And then – suddenly so it seemed - Hamlette was huge, too huge to roast, and we had to find a decent slaughterhouse for her. A humane slaughterhouse. I wanted to fly in Temple Grandin for the task, but she was busy.
CSB did some research and found an FDA-approved slaughterer (And very nice person) in Connecticut, and made Hamlette an appointment with her maker for the last day of August. Then arose the question of how Hamlette would get to the abattoir.
CSB toyed with the idea of asking his sister if one of her Bedford friends had a horse trailer we could borrow, but then decided against it. I thought it was a good plan. But no.
Then he rented a small closed U-haul trailer. He spoke with the man at the slaughterhouse, who said we were insane to think of bringing Hamlette that far in a closed trailer: she would pant, overheat and be DOA. And then we would have a dead pig but NO ham or bacon, because a dead pig cannot be slaughtered, not least because she is already dead.

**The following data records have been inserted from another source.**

PR #77, opened 2026-06-04
fix(token-cost): fix 6 token/cost calculation bugs

### LINKED ISSUE #76: fix(token-cost): 6 bugs in token/cost calculation and display

the-non-expert:
Closes #76.

## Summary

- **Bug 3** `analytics.py:79` — Cache hit rate denominator double-counted `cache_creation` tokens (already inside `total_input`). One-liner fix.
- **Bug 2** `indexer.py:495` + `agent.py` — Subagent cost was calculated with the default Sonnet pricing regardless of the actual model. Added `get_models_used()` / `get_primary_model()` to `Agent` and pass the model through to `calculate_cost()`.
- **Bug 4** `analytics.py:546` — Project analytics split tokens evenly across models with integer division, then re-priced each split. Replaced with `session.get_total_cost()` which already sums per-message costs at the correct per-message model.
- **Bug 5** `plugins.py:606` — Plugin cost attribution hardcoded Sonnet prices (`$3/M`, `$15/M`) and ignored cache tokens. Replaced with `session.get_total_cost()`.
- **Bug 1** `usage.py:189` — Documented why the long-context threshold correctly uses total context including cache reads (model attends to all tokens, per Anthropic billing). No behavior change.
- **Bug 6** `analytics.py:92` — "Total Tokens" stat excluded cache-read tokens. Now includes `total_cache_read` in the display total on both DB fast path and full-parse fallback.

## UI disclaimer

Added a `footnote` prop to `StatsCard`/`StatsGrid`/`StatItem` and wired a *"Pay-as-you-go API rate — not your subscription cost"* note onto every cost stat card: session view, project analytics, and global analytics.

## Test plan

- [x] `pytest tests/` — 1587 passed, 6 skipped, 0 failures
- [x] `npm run check` — 0 errors, 10 pre-existing warnings
- [x] Both API (:8000) and frontend (:5173) servers running

### DIFF
--- a/api/db/indexer.py
+++ b/api/db/indexer.py
@@ -492,7 +492,7 @@ def _index_session(
                         subagent_type,
                         usage.total_input,
                         usage.output_tokens,
-                        usage.calculate_cost(),
+                        usage.calculate_cost(subagent.get_primary_model()),
                         duration,
                         subagent.start_time.isoformat() if subagent.start_time else None,
                     ),
--- a/api/models/agent.py
+++ b/api/models/agent.py
@@ -53,6 +53,7 @@ class AgentCache(BaseCache):
         "tasks",
         "skills_used",
         "commands_used",
+        "models_used",
     )
 
     def __init__(self) -> None:
@@ -64,6 +65,7 @@ class AgentCache(BaseCache):
         self.tasks: Optional[List["Task"]] = None
         self.skills_used: Optional[Dict[tuple, int]] = None  # {(name, source): count}
         self.commands_used: Optional[Dict[tuple, int]] = None  # {(name, source): count}
+        self.models_used: Optional[set] = None
 
     def reset(self) -> None:
         """Reset all cache values to initial state."""
@@ -74,6 +76,7 @@ class AgentCache(BaseCache):
         self.tasks = None
         self.skills_used = None
         self.commands_used = None
+        self.models_used = None
         super().reset()
 
 
@@ -216,6 +219,7 @@ class Agent(BaseModel):
         last_ts: Optional[datetime] = None
         usage = TokenUsage.zero()
         message_count = 0
+        models: set = set()
         # Skills/commands use (name, source) tuple keys for invocation tracking
         skills: Counter = Counter()  # {(name, source): count}
         commands: Counter = Counter()  # {(name, source): count}
@@ -232,6 +236,8 @@ class Agent(BaseModel):
             if isinstance(msg, AssistantMessage):
                 if msg.usage:
                     usage = usage + msg.usage
+                if msg.model:
+                    models.add(msg.model)
 
                 # Extract skills/commands from Skill tool uses
                 for block in msg.content_blocks:
@@ -249,6 +255,7 @@ class Agent(BaseModel):
         cache.end_time = last_ts
         cache.usage_summary = usage
         cache.message_count = message_count
+        cache.models_used = models
         cache.skills_used = dict(skills)
         cache.commands_used = dict(commands)
         cache.mark_loaded(self._get_file_mtime())
@@ -332,6 +339,15 @@ class Agent(BaseModel):
         """
         self._load_metadata()
         return self._get_cache().commands_used or {}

So Chucker cancelled the U-Haul rental and cancelled the slaughter appointment. The next plan was to build a crate for Hamlette and put that on an open trailer. He remembered that Ned has a trailer and thought that would be a good thing because then he could bring Ned’s trailer over here right away, and build the crate on top of it.
But Ned’s trailer has Quebec license plates, no brake lights, no turn signals, and no lights at all. So we decided against Ned’s trailer.
But the fact of the Quebec plates made us start to worry about crossing state lines. Is it legal to cross state lines with a live pig for the purposes of slaughter? For any purpose? I have no idea. Should it be? Should it be more or less legal than crossing state lines with a minor for the purposes of sexual acts?
Apparently that is illegal.
So Chucker will have to build a subtle crate, a crate that does not have stenciled on it: LIVE PIG WITH NOT LONG TO LIVE. But also a crate with air holes, a comfortable crate Hamlette can travel in without undue stress.
He will build this crate inside her pigpen and start feeding her inside it so she gets comfy, and then we will lure her into it with food.
But how will we then get the crate (which itself won’t exactly be made of balsa wood) filled with a 300 lb pig onto the rented trailer?
With great effort.
CSB built the crate – quite a nice crate – and lined it with fresh wood shavings and made a gap in the fence around the pigpen, and situated the crate right there.
And then without any suggestion from us, Hamlette sauntered in. She likes it in there? All day long we have watched her go happily in and out of the crate that will transport her to the abattoir.
By the time this is over I may well be a vegetarian.
Then CSB went to pick up the rented trailer and drove all over the lawn to bring the trailer to the crate. The trailer has a ramp and we are thinking that we will coat the ramp with Vaseline and push the crate bearing Hamlette up the ramp and onto the trailer.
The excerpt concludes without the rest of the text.